The end of the COVID-19 pandemic lockdowns, which disrupted the world’s supply chains, wreaked havoc on the transportation of commodities, exposing the fragile nature of the global supply chain. The cost of shipping cargo such as grains, raw materials, coal, and other essential goods is referred to as the dry bulk price.
Dry bulk shipping prices are a good way to measure the health of the global economy as they reflect the level of trading activity and commodity demand. When the economy is strong, and demand is high, shippers can expect an increased shipping price and vice versa, during slowdowns when global demand is weak.

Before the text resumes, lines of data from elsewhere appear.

PR #3230, opened 2023-09-12
chore: Add test case for issue #3229

twpayne:
Refs #3229.


twpayne:
No longer needed as #3229 did not get a response from the reporter and there doesn't seem to be an issue with chezmoi here.

PR #3235, opened 2023-09-13
feat: Add plugin support

twpayne:
cc @felipecrs who previously requested plugin support (sorry I can't find the link)

### DIFF
--- a/assets/chezmoi.io/docs/reference/plugins.md
+++ b/assets/chezmoi.io/docs/reference/plugins.md
@@ -1,0 +1,8 @@
+# Plugins
+
+chezmoi supports plugins, similar to git.
+
+If you run `chezmoi command` where *command* is not a builtin chezmoi command
+then chezmoi will look for a binary called `chezmoi-command` in your `$PATH`. If
+such a binary is found then chezmoi will execute it. Otherwise, chezmoi will
+report an unknown command error.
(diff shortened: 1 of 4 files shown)


felipecrs:
That's super cool, can't wait to see what people will build around it.

For example, I could transform my `rootmoi` thing into a `chezmoi-root` plugin.

halostatue (approved):
Looks great.

halostatue:
Two things that would be useful.

1. Expose the `$CHEZMOI_` environment variables.
2. Figure out a way to expose (possibly through a named pipe, FIFO, or something similar) the chezmoi context (`.data`).

The first should be pretty easy. The second will take some thinking and design, so should not be part of this PR.

felipecrs:
The second can be passed through an environment variable like CHEZMOI_DATA='{"this": "is-json"}'

halostatue:
> The second can be passed through an environment variable like CHEZMOI_DATA='{"this":"is-json"}'

Maybe, if the data is small (and I suspect it would be for most folks). I believe that some platforms (Windows?) have a maximum size on environment variable values. It’s ridiculously big (4k or 8k), but it is still limited.

halostatue:
> 1. Expose the `$CHEZMOI_` environment variables.

Looking at the implementation again, I’m not sure that it would be easy. Both of these options should probably be follow-ups. If `.data` or other output is required, then `chezmoi execute-template` or `chezmoi data` can be called.

I think that the only thing we should *probably* do is set something like setting `CHEZMOI=1` and `CHEZMOI_PLUGIN=1`.

twpayne:
Thanks for the reviews and comments. Let's :shipit: as-is.

PR #3241, opened 2023-09-15
chore: Add test and tweak error message in cd command

twpayne:


halostatue (approved):
I didn't even think of checking for tests, and I had gone back and forth on adding the target to the output—what you have is more succinct than the versions I had come up with.

PR #3252, opened 2023-09-18
chore: use json.MarshalIndent in toPrettyJson

bradenhilton:
Recently ran across [`MarshalIndent`](https://pkg.go.dev/encoding/json#MarshalIndent) in the docs.

The final newline is needed for backwards compatibility.


bradenhilton:
I think for now I will satisfy the linter rather than use another nolint directive or similar. I don't have a strong opinion either way though.

halostatue (approved):
Nice.

twpayne (approved):

PR #3258, opened 2023-09-21
fix: Only invoke diff pager if command modifies filesystem

### LINKED ISSUE #3257: chezmoi 2.40's always outputs a blank page when using `PAGER`
## Describe the bug

Sorry, I could not think of a better title ATM. Feel free to retitle it. And I believe a video is worth more than words:

https://github.com/twpayne/chezmoi/assets/29582865/5e63706e-72d7-4302-8195-a529984de071

This is happening to pretty much all chezmoi commands, like update, apply, init, status. Note that I have `PAGER=less` in my rc files.

PS: I'm using [tea](https://tea.xyz/) to test different versions of chezmoi more easily.

## To reproduce

Supposedly it should be as simple as:

```
PAGER=less chezmoi status
```

## Expected behavior

The output to be given just like before.

No extra logs are shown.

## Output of `chezmoi doctor`

I can't see the output.

image

## Additional context

- Probably related to https://github.com/twpayne/chezmoi/pull/3243

twpayne:
Fixes #3257.

cc @felipecrs. Thank you for your help on this. This still needs a bit of testing and thinking about edge cases, so this PR is draft for now. If you could test this PR, that would be awesome.

### DIFF
--- a/internal/cmd/config.go
+++ b/internal/cmd/config.go
@@ -1992,7 +1992,9 @@ func (c *Config) persistentPreRunRootE(cmd *cobra.Command, args []string) error 
 		c.sourceSystem = chezmoi.NewDryRunSystem(c.sourceSystem)
 		c.destSystem = chezmoi.NewDryRunSystem(c.destSystem)
 	}
-	if c.Verbose || annotations.hasTag(outputsDiff) {
+	if annotations.hasTag(outputsDiff) ||
+		c.Verbose &&
+			(annotations.hasTag(modifiesDestinationDirectory) || annotations.hasTag(modifiesSourceDirectory)) {
 		// If the user has configured a diff pager, then start it as a process.
 		// Otherwise, write the diff output directly to stdout.
 		var writer io.Writer
--- a/internal/cmd/statuscmd.go
+++ b/internal/cmd/statuscmd.go
@@ -28,7 +28,6 @@ func (c *Config) newStatusCmd() *cobra.Command {
 		RunE:              c.runStatusCmd,
 		Annotations: newAnnotations(
 			dryRun,
-			modifiesDestinationDirectory,
 			persistentStateModeReadMockWrite,
 			requiresSourceDirectory,
 		),
--- a/internal/cmd/testdata/scripts/issue3257.txtar
+++ b/internal/cmd/testdata/scripts/issue3257.txtar
@@ -1,0 +1,26 @@
+[windows] skip 'UNIX only'
+
+chmod 755 bin/custom-pager
+
+# test that chezmoi add invokes the pager when verbose is set
+exec chezmoi add $HOME${/}.file
+stdout custom-pager
+
+# test chat chezmoi chattr invokes the pager when verbose is set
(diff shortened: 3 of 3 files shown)


internal/cmd/config.go
```diff
@@ -1986,7 +1986,9 @@ func (c *Config) persistentPreRunRootE(cmd *cobra.Command, args []string) error
 		c.sourceSystem = chezmoi.NewDryRunSystem(c.sourceSystem)
 		c.destSystem = chezmoi.NewDryRunSystem(c.destSystem)
 	}
-	if c.Verbose || annotations.hasTag(outputsDiff) {
+	if annotations.hasTag(outputsDiff) ||
+		c.Verbose &&
+			(annotations.hasTag(modifiesDestinationDirectory) || annotations.hasTag(modifiesSourceDirectory)) {
```
felipecrs, line 1991: You probably thought about this already, but let me suggest in case you didn't: have you thought about adding the `outputsDiff` tag to the command when applicable with Verbose? This way you could keep the if as `if annotations.hasTag(outputsDiff) {` only.

twpayne: The annotations are properties of the command, which are set before the flags are parsed.

felipecrs:
Ok, I tested it, and it fixes the bug. Although, I need to tell you, I really disliked calling `PAGER` automatically on `apply --verbose` or `update --verbose`. It's really weird for example having to answer questions within the pager itself. Not to mention it clears my whole screen for several seconds until something actually pops up (this is a side effect of my dotfiles repository being so heavy, but calling PAGER makes it appear a little worse).

https://github.com/twpayne/chezmoi/assets/29582865/ecab3ae2-dd6d-4103-aa17-6d8dad595fbb

If you really want to push this feature, maybe you should make it opt-in through a config and wait to make it default on chezmoi v3. Maybe something like:

```yaml
# .chezmoi.yaml.tmpl

apply:
  usePagerOnVerbose: true
```

twpayne:
Um, isn't this an issue with the chosen pager, not chezmoi? The pager's job is to present long output one page at a time. This should be lightweight. If your pager takes several seconds to display the output then could the issue be within the chosen pager?

felipecrs:
Oh, no. That's not the reason why it's taking so long to show something. That's because chezmoi opens the pager very early but only outputs things to it after some seconds (because my dotfiles are heavy).

The same thing happens when not using a pager:


https://github.com/twpayne/chezmoi/assets/29582865/b06cadcd-1967-44e2-9881-e18f5b359d05

twpayne:
@felipecrs I think this PR fixes a genuine problem so I've merged it, but the issue of chezmoi's behavior when you have heavy dotfiles is a different one. Please could you open a new issue with the heavy dotfiles problem.

felipecrs:
You are right. And it is ok, I have [disabled pager for chezmoi](https://github.com/felipecrs/dotfiles/commit/58a11da640e79c9c87eb89616f18e22ceb9dd430) ever since, and I can live with it. Thank you.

Here are two ETFs that investors can use to play a recovery in shipping costs. The Breakwave Dry Bulk Shipping ETF (BDRY) is an exchange-traded fund designed to reflect the daily price movements of the near-dated dry bulk freight futures.
As you can see, BDRY has dropped precipitously from its 2021 high and is now back to pre-pandemic levels. If you believe the global economy won’t slip into a recession and the continuing re-opening of China will fuel overseas commerce, this could be a good time to add this ETF to your watchlist.
While BDRY provides investors with a fairly pure play on dry bulk freight, without directly trading futures, it’s important to be aware BDRY is itself composed of near-term futures contracts. This is a reminder of the importance of knowing an ETFs structure.
A brand-new ETF called the Breakwave Tanker Shipping ETF (BWET) started trading last week. It is the first ETF to concentrate on just the oil tanker shipping industry. This ETF offers investors exposure to oil tanker futures contracts.
“We’ve seen that investors are seeking exposure to the supply chain,” says Matthew Bromberg, COO of ETFMG. “There is an under investment in shipping capacity and crude oil tankers represent nearly one-third of the global shipping transportation capacity. BWET is the first of its kind to provide this unique access to oil transport futures contracts.”
This fund will hold oil freight futures contracts with a weighted average of approximately three months to expiration. The theory is that you are betting on the future price of shipping costs. China alone accounts for 9 million barrels of oil a day, making it one of the world’s top importers. A recovery in demand there along with the fact that shipping fleet supply is not growing will create upside pressure in freight costs.
The spot rates for very large crude carriers (VLCCs), which BWET tracks, just reached a historically high $100,000 per day, signaling confidence that the tanker business is rebounding. However, be aware that because BWET started trading last week, it does not yet have a long track record of performance.
Both funds have a relatively high expense ratio of 3.5%, which reflects the volatile nature of the index and the leverage of the futures gains, and losses, that can occur in these funds.
Now that pandemic-related disruptions are largely over, the fund’s performance is expected to revert to the fundamentals of supply and demand. These funds provide investors with a means to participate in the commodities rebound.